Problem set 5 - Multivariate data analysis

This is a study of fuel consumption data obtained from a Canadian government website, http://data.gc.ca/data/en/dataset/98f1a129-f628-4ce4-b24d-6f16bf24dd64. It’s a great dataset for multivariate analysis, since it contains fuel consumption and CO2 emission numbers for many makes and models of cars, and provides details such as the number of cylinders and transmission type. The data that I studied was the most up-to-date list that was provided, “Original Fuel Consumption Ratings - 2000-2014.” There are 14357 rows in the file! It’s a nice clean data set too. I’m hoping that it will tell me which manufacturer does the best job at producing efficient cars. Here’s a description of the various fields from the table:

# Model   4WD/4X4 = Four-wheel drive
#         AWD = All-wheel drive
#         CNG = Compressed natural gas
#           FFV = Flexible-fuel vehicle
#           NGV = Natural gas vehicle
#           # = High output engine that provides more power than the standard engine of the same size
# Transmission  A = Automatic
#               AM = Automated manual
#               AS = Automatic with select shift
#               AV = Continuously variable
#               M = Manual
#               3 – 10 = Number of gears
# Fuel Type X = Regular gasoline
#           Z = Premium gasoline
#           D = Diesel
#           E = Ethanol (E85)
#           N = Natural Gas
# Fuel Consumption  City and highway fuel consumption ratings are shown in litres per 100 kilometres (L/100 km) - combined rating (55% city, 45% hwy) is shown in L/100 km and in miles per imperial gallon (mpg)
# CO2 Emissions (g/km)  Estimated tailpipe carbon dioxide emissions (in grams per kilometre) are based on fuel type and the combined fuel consumption rating.

setwd('/Users/christopherkaalund/Documents/Study/Udacity Data Science/Data Analysis in R/Problem Set 5')
dffuel = read.csv('Original MY2000-2014 Fuel Consumption Ratings (2-cycle)_edited.csv',head=TRUE,sep=',') # edited out second row of header, as it ruined import
#dffuel = dffuel[-1,] # delete the first row, since it is part of a two row header
dffuel['X.3'] = NULL # delete empty column
dffuel['X.4'] = NULL # delete empty column
dffuel = dffuel[complete.cases(dffuel),] # remove rows at the end that are not data
names(dffuel) = c('Year','Make','Model','Class','Engine_size','Cylinders','Transmission','Fuel_type','Fuel_consumption_city','Fuel_consumption_highway','Fuel_consumption_combined','Fuel_consumption_combined_mpg','CO2_emissions') # Rename columns
dffuel$Cylinders = factor(dffuel$Cylinders) # Make cylinders a factor
dffuel$Engine_size = as.double(dffuel$Engine_size) # Make double
dffuel$Fuel_consumption_city = as.double(dffuel$Fuel_consumption_city)
dffuel$Fuel_consumption_highway = as.double(dffuel$Fuel_consumption_highway)
dffuel$Fuel_consumption_combined = as.double(dffuel$Fuel_consumption_combined)
dffuel$Fuel_consumption_combined_mpg = as.double(dffuel$Fuel_consumption_combined_mpg)
dffuel$CO2_emissions = as.double(dffuel$CO2_emissions)
dffuel_sub = dffuel[1:1000,] # A subset for faster plotting for test purposes

Firstly, I’ll make a scatterplot matrix to find out if any variables happen to be correlated.
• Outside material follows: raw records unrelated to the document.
PR #4089, opened 2019-09-24
GEODE-7237: Fix race condition in GfshRule

kirklund:
Creation of geode-log4j widened a race condition in GfshRule in which
the process being forked would start printing output before the
ProcessLogger had been created and started in order to intercept that
output.

The widening of that race condition resulted in CI failures of
ConnectCommandAcceptanceTest.

ProcessLogger does not appear to have any real need for manipulating
log4j-core which is what widens the race condition far enough to fail
in CI.

Removing the manipulation of log4j-core from ProcessLogger reduces
the race condition for consistent passing. The window itself is still
there but without resorting to something like MainLauncher [1], there's
no way to completely close the window.

[1] geode-junit: org.apache.geode.test.process.MainLauncher

If ConnectCommandAcceptanceTest or other tests using GfshRule fail
after this commit, then we'll need to use something like MainLauncher.

Please review: @aaronlindsey

### DIFF
--- a/geode-assembly/src/acceptanceTest/java/org/apache/geode/management/internal/cli/commands/ConnectCommandAcceptanceTest.java
+++ b/geode-assembly/src/acceptanceTest/java/org/apache/geode/management/internal/cli/commands/ConnectCommandAcceptanceTest.java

I’ll take 1000 samples from the dataset so as not to overload the CPU on my computer. There are four columns for fuel consumption, the first three using units of L/100 km: ‘Fuel_consumption_city’ ‘Fuel_consumption_highway’ ‘Fuel_consumption_combined’ ‘Fuel_consumption_combined mpg’ For my scatterplot matrix, I’ll just use the third of these, ‘Fuel consumption combined.’ I’ll also ditch year, make, and model, since the general categories are more useful for this kind of plot.

set.seed(1)
dffuel_subset = dffuel[,c(4:8,11,13)]
names(dffuel_subset)

## [1] "Class"                     "Engine_size"              
## [3] "Cylinders"                 "Transmission"             
## [5] "Fuel_type"                 "Fuel_consumption_combined"
## [7] "CO2_emissions"

ggpairs(dffuel_subset[sample.int(nrow(dffuel_subset),1000),]) + 
  theme(axis.text=element_text(size=10)) # subset dataframe and sample from subset

Here are some of my observations of the scatterplot matrix: 1. CO2 emissions are estimates based on fuel type and fuel consumption ratings. A graph of CO2 emissions versus Fuel_consumption_combined could be fitted by three lines corresponding to three different fuel types. (There are six different fuel types, but some types must affect CO2 emissions similarly.) The correlation coefficient between CO2 and Fuel_consumption_combined in 0.931. Given this high value, I’ll focus on fuel consumption and ignore CO2 emissions in the following analysis. 2. There is a high correlation coefficient (0.807) between Fuel_consumption_combined and Engine_size. A scatterplot of Fuel_consumption_combined vs. Engine_size could probably be fitted well by a parabolic curve. 3. Fuel consumption depends of fuel type, although the fuel consumption is similar for some types of fuels, according to the box plots. 4. The mode (most frequent value) of Fuel_consumption_combined is around 10 L/100 km, and it varies from around 5 ~ 25 L/100 km. 5. There are many different types of transmissions, and they affect fuel consumption. For some transmissions engine size can vary greatly, but for others the engine size varies over a narrow range. Certain transmissions are used for many classes of cars (which may weigh differently), and other transmissions are used only for a few classes. It is difficult, therefore, to determine directly how transmission type affects fuel consumption. 6. Engine size is strongly correlated with the number of cylinders. Therefore, I’ll focus on engine size in the following analysis. 7. Class is a categorization and not something that can be measured or counted. The weight of the car would be more useful. There are significant differences between fuel consumption and engine sizes for different classes, possibly due to weight differences. Fuel consumption varies between classes, but different classes tend to have different numbers of cylinders, different transmissions, and fuel types.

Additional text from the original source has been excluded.